I am working on fine-tuning LLAMA2 with a dataset containing chat history. While preparing the data, I've noticed that the dialogue doesn't always follow a pattern of alternating responses between speakers. In some cases, one person responds several times before the other person replies.

Here's an example of what I mean:

Person A: Hi!
Person A: How are you?
Person B: Hello, I'm fine.

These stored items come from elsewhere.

PR #323, opened 2026-06-05
Remove XPath namespace axis handling part which is not working at all

tompng:
Namespace axis should return a nodeset of Namespace Node, but Namespace Node class has not even been defined yet.
So namespace axis is completely unimplemented.
Right now, this incomplete code is just getting in the way of refactoring.

```ruby
REXML::XPath.match(REXML::Document.new('<root/>'), '//*/namespace::*')
# before:
# => in REXML::XPathParser#node_test': undefined method 'raw_node' for an instance of Array (NoMethodError)

# after:
# warning: Namespace axis is not supported in REXML::XPathParser
# => []
```

Other options:
- Silently return empty nodeset
- Always raise error with a message

### DIFF
--- a/lib/rexml/xpath_parser.rb
+++ b/lib/rexml/xpath_parser.rb
@@ -223,30 +223,9 @@ module REXML
             nodesets
           end
         when :namespace
-          pre_defined_namespaces = {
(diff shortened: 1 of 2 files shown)


naitoh (approved):
Thanks!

You?
Person A: I'm good too. Thanks for asking!
Person A: What are you up to?

My concern is whether this inconsistency in the pattern of responses might pose a problem when training LLAMA2. Specifically, I'm worried that the lack of a strict alternation might influence the model's ability to understand the context of the conversation.

Will this inconsistency have an effect on the performance or behavior of the model?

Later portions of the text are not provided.